ACTIVITY
Repeat the full listing, word for word.

═════ PROVIDED DATA ═════

PR #749, opened 2020-11-10
Parse time zone when build system doesn't run in UTC.

julianladisch:


marcjohnson-kint:
@julianladisch Please could you explain what issues the current behaviour causes and give an example of those circumstances

bohdan-suprun (approved):

marcjohnson-kint:
@julianladisch Thank you for identifying and fixing this issue

PR #750, opened 2020-11-10
Support both "http.port" and "port" property variables

julianladisch:
"http.port" is the command-line option name that most modules
support (the RMB based modules):
https://github.com/folio-org/raml-module-builder#command-line-options


bohdan-suprun (approved):

marcjohnson-kint:
Please could documentation be added to explain that both properties are supported (and state the precedence)

PR #761, opened 2020-11-17
Upgrade to XStream 1.4.14 fixing Remote Code Execution (CVE-2020-26217)

julianladisch:
https://x-stream.github.io/CVE-2020-26217.html
XStream is a Drools dependency. Drools hasn't fixed the dependency yet.

### DIFF
--- a/pom.xml
+++ b/pom.xml
@@ -126,6 +126,16 @@
       <artifactId>drools-compiler</artifactId>
       <version>${drools.version}</version>
     </dependency>
+    <!--
+    Remove xstream dependency after drools has upgraded its
+    xstream dependency to >= 1.4.14:
+    https://x-stream.github.io/CVE-2020-26217.html
+    -->
+    <dependency>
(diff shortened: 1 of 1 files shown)


pom.xml
```diff
@@ -126,6 +126,16 @@
       <artifactId>drools-compiler</artifactId>
       <version>${drools.version}</version>
     </dependency>
+    <!--
+    Remove xstream dependency after drools has upgraded its
+    xstream dependency to >= 1.4.14:
+    https://x-stream.github.io/CVE-2020-26217.html
```
marcjohnson-kint, line 132: When I last tried upgrading Drools, I believe it caused an [incompatibility|https://issues.folio.org/browse/CIRC-309] with the Alpine container and so is effectively locked at version 7.0.0, which means we might not be able to upgrade Drools.

marcjohnson-kint (approved):

PR #1468, opened 2024-04-25
CIRC-2052

alexanderkurash:
CIRC-2052 spike


alexanderkurash:
Confirmed - this fix is working. Another PR will be created for CIRC-2037.

PR #1475, opened 2024-05-30
Circ 2084

SreejaMangarapu:
## Purpose
purpose of the pr - https://folio-org.atlassian.net/browse/CIRC-2084
## Approach
checking if the item is dcb item by the feild isDcb of item and  user is dcb user by the lastname of user , if they are related to dcb then adding a flag isDcb with value true for loan , if not adding isDcb = false for loan
#### TODOS and Open Questions
- [ ] Check logging


src/main/java/org/folio/circulation/infrastructure/storage/loans/LoanRepository.java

═════

RESULT
PR #749, opened 2020-11-10
Parse time zone when build system doesn't run in UTC.

julianladisch:


marcjohnson-kint:
@julianladisch Please could you explain what issues the current behaviour causes and give an example of those circumstances

bohdan-suprun (approved):

marcjohnson-kint:
@julianladisch Thank you for identifying and fixing this issue

PR #750, opened 2020-11-10
Support both "http.port" and "port" property variables

julianladisch:
"http.port" is the command-line option name that most modules
support (the RMB based modules):
https://github.com/folio-org/raml-module-builder#command-line-options


bohdan-suprun (approved):

marcjohnson-kint:
Please could documentation be added to explain that both properties are supported (and state the precedence)

PR #761, opened 2020-11-17
Upgrade to XStream 1.4.14 fixing Remote Code Execution (CVE-2020-26217)

julianladisch:
https://x-stream.github.io/CVE-2020-26217.html
XStream is a Drools dependency. Drools hasn't fixed the dependency yet.

### DIFF
--- a/pom.xml
+++ b/pom.xml
@@ -126,6 +126,16 @@
       <artifactId>drools-compiler</artifactId>
       <version>${drools.version}</version>
     </dependency>
+    <!--
+    Remove xstream dependency after drools has upgraded its
+    xstream dependency to >= 1.4.14:
+    https://x-stream.github.io/CVE-2020-26217.html
+    -->
+    <dependency>
(diff shortened: 1 of 1 files shown)


pom.xml
```diff
@@ -126,6 +126,16 @@
       <artifactId>drools-compiler</artifactId>
       <version>${drools.version}</version>
     </dependency>
+    <!--
+    Remove xstream dependency after drools has upgraded its
+    xstream dependency to >= 1.4.14:
+    https://x-stream.github.io/CVE-2020-26217.html
```
marcjohnson-kint, line 132: When I last tried upgrading Drools, I believe it caused an [incompatibility|https://issues.folio.org/browse/CIRC-309] with the Alpine container and so is effectively locked at version 7.0.0, which means we might not be able to upgrade Drools.

marcjohnson-kint (approved):

PR #1468, opened 2024-04-25
CIRC-2052

alexanderkurash:
CIRC-2052 spike


alexanderkurash:
Confirmed - this fix is working. Another PR will be created for CIRC-2037.

PR #1475, opened 2024-05-30
Circ 2084

SreejaMangarapu:
## Purpose
purpose of the pr - https://folio-org.atlassian.net/browse/CIRC-2084
## Approach
checking if the item is dcb item by the feild isDcb of item and  user is dcb user by the lastname of user , if they are related to dcb then adding a flag isDcb with value true for loan , if not adding isDcb = false for loan
#### TODOS and Open Questions
- [ ] Check logging


src/main/java/org/folio/circulation/infrastructure/storage/loans/LoanRepository.java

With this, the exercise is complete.